A dataset can also be opened directly from an S3 path without instantiating a store object, as below. Note that there should be no trailing slash after the Zarr name.

from xcube.core.dsio import open_cube
cube = open_cube('s3://bucket/path/to/dataset.zarr', s3_kwargs=dict(anon=True))

Uploading data#

JupyterLab runs remotely on an AVL server, and can work directly with files stored in your user area on the server. To work with a file stored on your local computer, you must first upload it to the server. You can do this by clicking on the Upload (⇪) icon near the top left of the JupyterLab interface, or simply by dragging the file from your file manager to the file list along the left side of the JupyterLab interface. After upload the file will be directly accessible in the notebook environment.

Creating a notebook#

You can create a new notebook from the JupyterLab File menu (File → New → Notebook). If you are prompted to select a kernel, choose ‘Python 3 (ipykernel). You can also create a notebook by clicking on the ‘Python 3 (ipykernel)’ icon under the heading ‘Notebook’ in the JupyterLab launcher. The new notebook will open in the main part of the JupyterLab interface with an empty input cell at the top, ready for your first input to the Python interpreter.

Importing Python libraries#

The AVL Python environment includes a large number of preinstalled scientific libraries to support common use cases in data processing and analysis of EO and agricultural data. A brief list of these libraries can be found in the software reuse file for the exploitation subsystem. You can view a full and current list of installed packages in the notebook itself by entering this command into an input cell in a notebook:

!conda list

Installed libraries can be imported using the standard Python import command.

If you require a library that isn’t already installed in AVL, please contact AVL support to request it; in most cases it’s quick and easy to add a new library to the environment. This is the preferred method of adding libraries to AVL, but if you require a library urgently, and if it's available in a conda channel such as conda-forge, you can also install it yourself. For example, to install a package called example_package from the conda-forge distribution channel:

import sys
!mamba install --yes --channel conda-forge --prefix {sys.prefix} example_package

If a package is not available in any conda channel, it can also be installed with pip:

import sys
!{sys.executable} -m pip install example_package

Note: pip installation should only be used if the package is not available in a conda channel, since it can cause conflicts with the AVL’s existing conda-based package management.

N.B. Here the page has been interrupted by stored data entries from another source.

PR #1980, opened 2025-08-26
Feat/mvds00 run coinbase refactoring

mvds00:
## Description

Various minor tweaks to improve readability and performance of code. Fixes an issue where BlockEmission would be repeatedly set with wrong values.

## Type of Change

- [x] Bug fix (non-breaking change which fixes an issue)
- [ ] New feature (non-breaking change which adds functionality)
- [ ] Breaking change (fix or feature that would cause existing functionality to not work as expected)
- [ ] Documentation update
- [x] Other (please describe): cleanup

## Checklist

- [x] I have performed a self-review of my own code
- [-] I have commented my code, particularly in hard-to-understand areas
- [x] I have run `cargo fmt` and `cargo clippy` to ensure my code is formatted and linted correctly
- [-] I have made corresponding changes to the documentation
- [x] My changes generate no new warnings
- [-] I have added tests that prove my fix is effective or that my feature works
- [-] New and existing unit tests pass locally with my changes
- [-] Any dependent changes have been merged and published in downstream modules

## Additional Notes

This is the first of a possible sequence of small PRs to refactor some subtensor code. This was discussed at OpenDev and in the new `#refactor-run_coinbase` discord channel.

PR #1951, opened 2025-08-14
Ignore zero alpha stake in `clear_small_nomination_if_required`

antlerminator:
## Description
`clear_small_nomination_if_required` now validates that `alpha_stake > 0` before it proceeds to clear the small nomination. This fixes the issue where the function would emit unnecessary `StakeRemoved` and `Deposit` events with zero values.

## Related Issue(s)

- Closes #1950

## Type of Change

- [x] Bug fix (non-breaking change which fixes an issue)
- [ ] New feature (non-breaking change which adds functionality)
- [ ] Breaking change (fix or feature that would cause existing functionality to not work as expected)
- [ ] Documentation update
- [ ] Other (please describe):

## Breaking Change

If this PR introduces a breaking change, please provide a detailed description of the impact and the migration path for existing applications.

## Checklist

- [x] I have performed a self-review of my own code
- [x] I have commented my code, particularly in hard-to-understand areas
- [x] I have run `cargo fmt` and `cargo clippy` to ensure my code is formatted and linted correctly
- [x] I have made corresponding changes to the documentation
- [x] My changes generate no new warnings
- [ ] I have added tests that prove my fix is effective or that my feature works
- [x] New and existing unit tests pass locally with my changes
- [x] Any dependent changes have been merged and published in downstream modules

## Screenshots (if applicable)

Please include any relevant screenshots or GIFs that demonstrate the changes made.

## Additional Notes

Please provide any additional information or context that may be helpful for reviewers.

PR #1944, opened 2025-08-13
Feat/validate reg network

camfairchild:
## Description

Adds tx-validation to the `register_network` call to prevent spam.
- checks if the last registration- rate-limit has passed   

Also makes it pays::yes in-case the tx slips through some other way.

## Type of Change

- [ ] Bug fix (non-breaking change which fixes an issue)
- [ ] New feature (non-breaking change which adds functionality)
- [x] Breaking change (fix or feature that would cause existing functionality to not work as expected)
- [ ] Documentation update
- [ ] Other (please describe):

## Breaking Change

@opentensor/cortex -- need to add fee estimate to `btcli` for this
@opentensor/gyrus 

## Checklist

- [x] I have performed a self-review of my own code
- [x] I have commented my code, particularly in hard-to-understand areas
- [x] I have run `cargo fmt` and `cargo clippy` to ensure my code is formatted and linted correctly
- [x] I have made corresponding changes to the documentation
- [x] My changes generate no new warnings
- [ ] I have added tests that prove my fix is effective or that my feature works
- [x] New and existing unit tests pass locally with my changes
- [x] Any dependent changes have been merged and published in downstream modules

## Screenshots (if applicable)

Please include any relevant screenshots or GIFs that demonstrate the changes made.

## Additional Notes

Please provide any additional information or context that may be helpful for reviewers.

PR #2020, opened 2025-09-04
mainnet deploy 9/9/2025

sam0x17:
## What's Changed
- #2033 by @JohnReedV
- #1944 by @camfairchild
- #2027 by @open-junius
- #2029 by @open-junius
- #2016 by @JohnReedV
- #1981 by @open-junius
- #2028 by @open-junius
- #2018 by @open-junius
- #1991 by @open-junius
- #2019 by @shamil-gadelshin
- #1976 by @shamil-gadelshin
- #1721 by @shamil-gadelshin
- #1996 by @unconst
- #2014 by @shamil-gadelshin
- #1995 by @unconst
- #2013 by @open-junius
- #2008 by @unconst
- #2012 by @gztensor
- #1986 by @JohnReedV
- #1965 by @shamil-gadelshin
- #1999 by @mateusfigmelo
- #1997 by @mateusfigmelo
- #2001 by @mateusfigmelo
- #2000 by @mateusfigmelo
- #1990 by @JohnReedV
- #1994 by @mateusfigmelo
- #1992 by @prop-opentensor
- #1980 by @mvds00
- #1959 by @shamil-gadelshin
- #1951 by @antlerminator


gztensor (approved):

bdmason:
@open-junius @unconst are you intending to burn or recycle 18% of the parent dividends?

Normally when burning `SubnetAlphaOut` isn't updated, by leaving alpha in `SubnetAlphaOut` it ensures the burned alpha is inaccessible put still part of supply so can't be emitted later on.

If you take a look at [recycle_alpha.rs](https://github.com/opentensor/subtensor/blob/main/pallets/subtensor/src/staking/recycle_alpha.rs#L131) you'll see how burning leaves `SubnetAlphaOut` untouched, whilst recycling reduces it. See the comment from @camfairchild 

In your PR to reduce parent dividends by 18% you added a new method to pallets/subtensor/src/staking/helpers.rs

```rust
pub fn burn_subnet_alpha(netuid: NetUid, amount: AlphaCurrency) {
    SubnetAlphaOut::<T>::mutate(netuid, |total| {
        *total = total.saturating_sub(amount);
    });
}
```

This contradicts what the existing `do_burn_alpha` method is doing.

camfairchild (dismissed):
https://github.com/opentensor/subtensor/pull/2020#issuecomment-3265021824

open-junius:
> @open-junius @unconst are you intending to burn or recycle 18% of the parent dividends?
> 
> Normally when burning `SubnetAlphaOut` isn't updated, by leaving alpha in `SubnetAlphaOut` it ensures the burned alpha is inaccessible put still part of supply so can't be emitted later on.
> 
> If you take a look at [recycle_alpha.rs](https://github.com/opentensor/subtensor/blob/main/pallets/subtensor/src/staking/recycle_alpha.rs#L131) you'll see how burning leaves `SubnetAlphaOut` untouched, whilst recycling reduces it. See the comment from @camfairchild
> 
> In your PR to reduce parent dividends by 18% you added a new method to pallets/subtensor/src/staking/helpers.rs
> 
> ```rust
> pub fn burn_subnet_alpha(netuid: NetUid, amount: AlphaCurrency) {
>     SubnetAlphaOut::<T>::mutate(netuid, |total| {
>         *total = total.saturating_sub(amount);
>     });
> }
> ```
> 
> This contradicts what the existing `do_burn_alpha` method is doing.

@unconst Please confirm that if we should reduce the SubnetAlphaOut for child fee burn case.

bdmason:
The 18% reduction in income to validators using parent keys is a huge change, particularly for Taostats. Perhaps a simpler approach could solve the problems:

Why not set a minimum take of 5% and a minimum child take of 5%? It makes it impossible for a non-infra running validator to outperform the best infra running validator.

Also, we could send the child take to the validator coldkey as profit rather than distribute it as staking dividends like we do now _(this is now it used to work if I recall correctly),_ so they are incentivised whilst not being able to boost APY by being the first one to get popular with parent keys.

bdmason:
> > @open-junius @unconst are you intending to burn or recycle 18% of the parent dividends?
> > Normally when burning `SubnetAlphaOut` isn't updated, by leaving alpha in `SubnetAlphaOut` it ensures the burned alpha is inaccessible put still part of supply so can't be emitted later on.
> > If you take a look at [recycle_alpha.rs](https://github.com/opentensor/subtensor/blob/main/pallets/subtensor/src/staking/recycle_alpha.rs#L131) you'll see how burning leaves `SubnetAlphaOut` untouched, whilst recycling reduces it. See the comment from @camfairchild
> > In your PR to reduce parent dividends by 18% you added a new method to pallets/subtensor/src/staking/helpers.rs
> > ```rust
> > pub fn burn_subnet_alpha(netuid: NetUid, amount: AlphaCurrency) {
> >     SubnetAlphaOut::<T>::mutate(netuid, |total| {
> >         *total = total.saturating_sub(amount);
> >     });
> > }
> > ```
> > 
> > 
> >     
> >       
> >     
> > 
> >       
> >     
> > 
> >     
> >   
> > This contradicts what the existing `do_burn_alpha` method is doing.
> 
> @unconst Please confirm that if we should reduce the SubnetAlphaOut for child fee burn case.

In that method `burn_subnet_alpha` you're actually recycling it (which I assume is probably the real intention here). I would be careful of having this method in a generic helper file too as it might be misused in the future, this method is only useful during the distribution of emission as it's simply offsetting the `SubnetAlphaOut` increase from earlier in the distribution logic.

open-junius:
> The 18% reduction in income to validators using parent keys is a huge change, particularly for Taostats. Perhaps a simpler approach could solve the problems:
> 
> Why not set a minimum take of 5% and a minimum child take of 5%? It makes it impossible for a non-infra running validator to outperform the best infra running validator.
> 
> Also, we could send the child take to the validator coldkey as profit rather than distribute it as staking dividends like we do now _(this is now it used to work if I recall correctly),_ so they are incentivised whilst not being able to boost APY by being the first one to get popular with parent keys.

@ppolewicz any comment from you?

camfairchild:
> Why not set a minimum take of 5% and a minimum child take of 5%? It makes it impossible for a non-infra running validator to outperform the best infra running validator.

Total would be ~~\~9.025%~~ ~9.75% which is basically the same as the 9% of a real Validator.
Possibly could be higher with a similar premise.

> Also, we could send the child take to the validator coldkey as profit rather than distribute it as staking dividends like we do now _(this is now it used to work if I recall correctly),_ so they are incentivised whilst not being able to boost APY by being the first one to get popular with parent keys.

It's a burn so that rakebacks aren't possible

bdmason:
> > Why not set a minimum take of 5% and a minimum child take of 5%? It makes it impossible for a non-infra running validator to outperform the best infra running validator.
> 
> Total would be ~9.025% which is basically the same as the 9% of a real Validator. Possibly could be higher with a similar premise.
> 
> > Also, we could send the child take to the validator coldkey as profit rather than distribute it as staking dividends like we do now _(this is now it used to work if I recall correctly),_ so they are incentivised whilst not being able to boost APY by being the first one to get popular with parent keys.
> 
> It's a burn so that rake backs aren't possible

A trivialised example to help illustrate it:

- Vali A runs infra
- Vali B sets A as child
- Their total stakes are equal
- Both have 5% take and Vali A has 5% CK take
- Total dividends for the epoch are 200 Alpha
- Vali A gets 105 Alpha, 5 Alpha is CK take, 5 is normal take
- Vali B gets 95 Alpha, 4.75 is normal take
- Vali A APY is based off 95
- Vali B APY is based off 90.25

5% better relative APY for the infra running validator
52.75% better relative profit for the infra running validator

Now Vali A decides to use his profits to buy more parents, so same as above, but with an extra parent Vali C, same total stake as A & B for easy math.

- Total dividends for the epoch are 300 Alpha
- Vali A gets 110 Alpha, 10 Alpha is CK take, 5 is normal take
- Vali B gets 95 Alpha, 4.75 is normal take
- Vali C gets 95 Alpha, 4.75 is normal take
- Vali A APY is based off 95
- Vali B APY is based off 90.25
- Vali C APY is based off 90.25

Still 5% better relative APY for the infra running validator, the APY doesn't scale with rake backs. You can still buy dominance in a subnet with rake backs though, but this is a subnet problem, they need to incentivise diverse validation somehow, a bit like TaoHash did for a short while with BTC.

Having a small minimum take and child take keeps the infra running validators at the top of the yield table which is fair, and the more parents they attract the more profit they make, which is also fair... infra isn't free.

Trying to protect infra running validators is obviously very important for the network, but we can't ignore the fact that the network's leading explorer is run from proceeds from validation, and slashing it by 18% isn't a trivial change. The wider adoption of the network is still in its infancy so fees for services will take time to outweigh validator emission.

camfairchild:
> Having a small minimum take and child take keeps the infra running validators at the top of the yield table which is fair, and the more parents they attract the more profit they make, which is also fair... infra isn't free.

The idea is to have mainly them earning the take. Because they're contributing the Validation that they're being incentivized to contribute.

> Trying to protect infra running validators is obviously very important for the network, but we can't ignore the fact that the network's leading explorer is run from proceeds from validation, and slashing it by 18% isn't a trivial change. The wider adoption of the network is still in its infancy so fees for services will take time to outweigh validator emission.

It doesn't make sense to cut out funding for anything that isn't an actual Validator.

Otherwise we end up funding tao.bot as the top Validator.

And then we have Validators making more emission than OTF while OTF runs infra *and* maintains the chain.

bdmason:
> The idea is to have mainly them earning the take. Because they're contributing the Validation that they're being incentivized to contribute.

In the example above the infra running validators do earn much more take, it goes straight to them as profit.

> It doesn't make sense to cut out funding for anything that isn't an actual Validator.
> 
> Otherwise we end up funding tao.bot as the top Validator.
> 
> And then we have Validators making more emission than OTF while OTF runs infra _and_ maintains the chain.

It would be good for OTF to force a take, currently the top 3 validators are tao.bot (0% take), taostats (9%), OTF (18%).

The changes I'm proposing would make your APY more competitive and your income for funding development significantly higher (by putting both take _and_ child take on your coldkey).

With the extra income from child take you could afford to drop your normal take and compete with APY again.

We can't avoid the fact that significant parts of the ecosystem are funded by validator take right now, so whilst long term it might make sense to eventually force all take to infra running validators, in the short term less harmful to the ecosystem to simply guarantee high performing infra running validators can't be beaten on APY and take home profits, but we can't do this with a minimum take of 0%.

CapriciousSage:
> Having a small minimum take and child take keeps the infra running validators at the top of the yield table which is fair, and the more parents they attract the more profit they make, which is also fair... infra isn't free.

The original reason for the 18% was based on the APY difference of a real-infra validator running at a 9% take and a (zero-overhead) "CHK-optimised" vali running at 0% take, and the hypothetical scenario of them rapidly becoming the largest validator on the ecosystem, then using that success to shill their ERC-20 sh*tcoin (again, totally hypothetical scenario *cough*).

Second, the reason that mandating a take instead of a recycle doesn't work is that instead of encouraging more validators to run infra, it would inevitably lead to LESS validators running real infra through a process of "he who who gets biggest first wins forever".

- The larger the vali, the larger the vtrust advantage it often gets, making it more attractive to CHK to.
- The more other valis CHK, the more the target's APY will skyrocket through all of the forced CHK takes
- The more that one vali's APY skyrockets through all the forced CHK takes, the more it absorbs all the stake from the other legit valis until eventually there is only one vali left running infra (and no one has any choice but to CHK to them because they control kappa1, and launching a competing validator will have terrible vtrust with performance lower than the fees for CHKing).

By having a tax (recycle), it ensures that two perfectly-operating legitimate validators with the same take have the same base APY. If they choose to fuddle about with their CHK Take, that's their call (and market dynamics will do their thing), but mandating the CHK take only serves to collapse the subnet.

Now, as the validator that actually has a super-majority on *quite* a lot of the smaller subnets, a fixed CHK take would actually be fantastic for our profitability, but having us (RT21) as the only validator on 2/3 of Bittensor is a really really bad idea for the decentralisation of the network. We're meant to be moving towards "Proof of Stake", not "Proof of Sage" :-P

> Trying to protect infra running validators is obviously very important for the network, but we can't ignore the fact that the network's leading explorer is run from proceeds from validation, and slashing it by 18% isn't a trivial change. The wider adoption of the network is still in its infancy so fees for services will take time to outweigh validator emission.

The issue here isn't the CHK Take or the CHK Tax... it's the fact that the ecosystems only real block explorer is funded by a validator that doesn't validate, and we're arguing about keeping a broken system broken to ensure funding to key infrastructure.

Taostats provides essential ecosystem infrastructure that NEEDS to be funded. In any other project of this age, they would be funded through ecosystem grants or other ecosystem funding mechanisms that would be put to governance. Until we can replace mog's dev team with AI super-agents running on a subnet, wages (and servers) need to be paid, and the ecosystem needs a better way of picking up the tab here.

Meanwhile, if taostats wants to generate (additional) funding with a validator, then they need to run a proper validator.

> It would be good for OTF to force a take, currently the top 3 validators are tao.bot (0% take), taostats (9%), OTF (18%). [...] we can't do this with a minimum take of 0%.

As an aside, if we moved back to a minimum take of 9%, it would reduce the afformentioned gap between the "real infra" vali and the currently-0% "CHK-only" vali, meaning that a 9% tax on CHK (instead of 18%) would largely eliminate the remaining delta. We'd need to make sure that certain WC valis are eliminated though, as the few remaining instances that WC is still out-performing the legit valis creates a CHK-optimisation path that would still probably put them slightly ahead of legit-infra valis.

bdmason:
> The larger the vali, the larger the vtrust advantage it often gets, making it more attractive to CHK to.

I'm not an expert on vtrust, but it sounds like the real issue here is that vtrust is too tightly coupled with stake weight, the weights of smaller validators need more weight.

> Meanwhile, if taostats wants to generate (additional) funding with a validator, then they need to run a proper validator.

We did, then the network incentivised us not to by introducing child keys and expanding the number of subnets to 128. You more than anyone know how many of those subnets are worth the effort.

> As an aside, if we moved back to a minimum take of 9%, it would reduce the afformentioned gap between the "real infra" vali and the currently-0% "CHK-only" vali, meaning that a 9% tax on CHK (instead of 18%) would largely eliminate the remaining delta. We'd need to make sure that certain WC valis are eliminated though, as the few remaining instances that WC is still out-performing the legit valis creates a CHK-optimisation path that would still probably put them slightly ahead of legit-infra valis.

That's not the worst middle ground. 18% tax is too high, and whilst there's no proven solution to WC and no chance of removing child keying in the immediate future, 0% take as you pointed out allows those who do very little for the network to win the APY wars.

If the vtrust "biggest first wins" issue can be resolved, it's still a lot simpler to introduce sensible minimum take and child take for now. Once WC is dealt with and the quality of subnets improves, removing child keying completely (or at least making it only for your own hotkeys) will force all validators to validate, but right now it's not practical.

bdmason:
It looks like the tax is now going to be 0%. See: https://github.com/opentensor/subtensor/commit/44bc6a9e9cba7081d042d5ff33f7a00dd66d9c38

And the burn is going to be a recycle. See: https://github.com/opentensor/subtensor/pull/2029/files

It would be good to get some confirmation of this a while before it reaches mainnet. The tax has a significant effect on the distribution of funds on the chain, and the burn effects the explorer.

open-junius:
> It looks like the tax is now going to be 0%. See: [44bc6a9](https://github.com/opentensor/subtensor/commit/44bc6a9e9cba7081d042d5ff33f7a00dd66d9c38)
> 
> And the burn is going to be a recycle. See: https://github.com/opentensor/subtensor/pull/2029/files
> 
> It would be good to get some confirmation of this a while before it reaches mainnet. The tax has a significant effect on the distribution of funds on the chain, and the burn effects the explorer.

Yes. I will ask team to review the #2029. then everything will be in mainnet as expected.

JohnReedV (approved):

Working with the Jupyter notebook#

For more information, see The JupyterLab Interface in the JupyterLab documentation.

The Jupyter scientific notebook combines features of an interactive terminal environment (like, for instance, the bash or ipython shell) with features of a programmer’s text editor. Within the notebook you can interact with the Python environment by entering commands or expressions; your command history and the associated output is stored and can be edited, re-run, rearranged, annotated, saved, and shared.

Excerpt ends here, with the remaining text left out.